SUKABUMIUPDATE.com - Delapan siswi SD di Kota Bogor menjadi korban dugaan pencabulan oleh gurunya berinisial BBS yang berstatus Aparatur Sipil Negara (ASN). Satreskrim Polres Bogor Kota dan UPTD Perlindungan Perempuan dan Anak (PPA) bekerja sama untuk menangani kasus ini.
Mengutip tempo.co, Kasatreskrim Polres Bogor Kota Komisaris Rizka Fadhila mengatakan UPTD PPA dan Unit PPA akan menangani masalah psikologis korban dan kejiwaan pelaku. "Kejiwaan pelaku dalam penyelidikan kami dengan melibatkan PPA yang menangani, ada dari pemerintah ada dari polwan," ujar Rizka, Selasa, 12 September 2023.
Rizka menjelaskan belum ada keterangan mengenai kejiwaan BBS, tetapi delapan siswi SD yang menjadi korban tetap aktif sekolah seperti biasa.
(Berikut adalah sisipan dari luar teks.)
PR #123, opened 2018-07-19
Fix build issue when build on Windows

johnsonshih:
Minor changes to make it build on Windows

### DIFF
--- a/pluginlib/include/pluginlib/class_loader.hpp
+++ b/pluginlib/include/pluginlib/class_loader.hpp
@@ -90,7 +90,7 @@ public:
    * \return An instance of the class
    * \deprecated use either createInstance() or createUnmanagedInstance()
    */
-  ROS_DEPRECATED T * createClassInstance(
+  [[deprecated]] T * createClassInstance(
     const std::string & lookup_name,
     bool auto_load = true);
 
--- a/pluginlib/include/pluginlib/class_loader.hpp
+++ b/pluginlib/include/pluginlib/class_loader.hpp
@@ -90,7 +90,7 @@ public:
    * \return An instance of the class
    * \deprecated use either createInstance() or createUnmanagedInstance()
    */
-  __attribute__((deprecated)) T * createClassInstance(
+  ROS_DEPRECATED T * createClassInstance(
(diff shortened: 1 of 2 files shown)


pluginlib/include/pluginlib/class_loader.hpp
```diff
@@ -90,7 +90,7 @@ class ClassLoader : public ClassLoaderBase
    * \return An instance of the class
    * \deprecated use either createInstance() or createUnmanagedInstance()
    */
-  __attribute__((deprecated)) T * createClassInstance(
+  ROS_DEPRECATED T * createClassInstance(
```
mikaelarguedas: would `[[deprecated]]` work for your use case? this would allow to stay closer to the `ros2` branch

pluginlib/include/pluginlib/class_loader_imp.hpp
```diff
@@ -547,7 +547,11 @@ std::string ClassLoader<T>::getPathSeparator()
 /***************************************************************************/
 {
 #if BOOST_FILESYSTEM_VERSION >= 3
+#ifdef _WIN32
```
mikaelarguedas: can you please indent these for readability?
```
#if foo
#  if bar
...
#  endif
#else
...
#endif
```

pluginlib/include/pluginlib/class_loader.hpp
johnsonshih: the compiler that I use support[[deprecated]] but I'm not sure if other compilers all support C++14.  If all compilers used to build ROS support it, I can change it to [[deprecated]], please advise.

mikaelarguedas: ROS Melodic assumes C++14 compatible compilers (see [REP3](http://www.ros.org/reps/rep-0003.html#melodic)), so feel free to go ahead and switch to `[[deprecated]]`

johnsonshih: cool, change to use standard attribute

mikaelarguedas (approved):
lgtm, thanks for the contribution and the iteration!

Adapun Pencabulan yang terjadi sejak akhir 2022 hingga Mei 2023, tidak membuat korban tidak sekolah. Para siswi yang dicabuli BBS semua adalah muridnya sebagai wali kelas.
Kedelapan korban itu semula kelas 5 SD sesuai dengan tugas BBS sebagai wali kelas. Namun, sudah ada yang naik kelas 6 saat ini. Mereka mendapatkan perlakuan cabul dengan meraba bagian sensitif tanpa paksaan, melainkan dengan pendekatan kegiatan belajar mengajar (KBM) dan ekstrakurikuler.
Baca Juga: Babak Baru Kasus Pencabulan Anak Yatim di Tegalbuleud Sukabumi, Mensos Turun Tangan
Rizka menuturkan dari delapan korban, hanya empat orang bersedia diperiksa dan orang tuanya melapor kepada polisi. Sementara sisanya belum berani terbuka bercerita.
Pendekatan psikologis itu yang menjadi peran dari PPA. Polisi menduga masih ada korban lain dari pencabulan BBS sehingga Satreskrim Polres Bogor Kota akan terus berkoordinasi dengan pihak sekolah. "Kami terus koordinasi dengan sekolah, kalau ada orang tua yang anaknya menjadi korban pelecehan seksual, jangan ragu laporkan kepada polisi," imbaunya.
Rizka menuturkan pelaku berusia 30 tahun dan memiliki istri serta satu anak. Dia belum lama diangkat menjadi ASN P3K. Pelaku ditangkap pada Senin, 11 September pukul 21.00 WIB, setelah polisi mendapat laporan dari empat orang tua korban. Kepada polisi dia mengaku khilaf atas perbuatannya mencabuli siswinya.
Namun, polisi tetap menjerat pelaku dengan pasal 76E UU RI Nomor 35 Tahun 2014 juncto pasal 82 UU Nomor 17 Tahun 2016 tentang perlindungan anak dengan penjara paling singkat 5 tahun dan paling lama 15 tahun dan denda paling banyak Rp 5 miliar.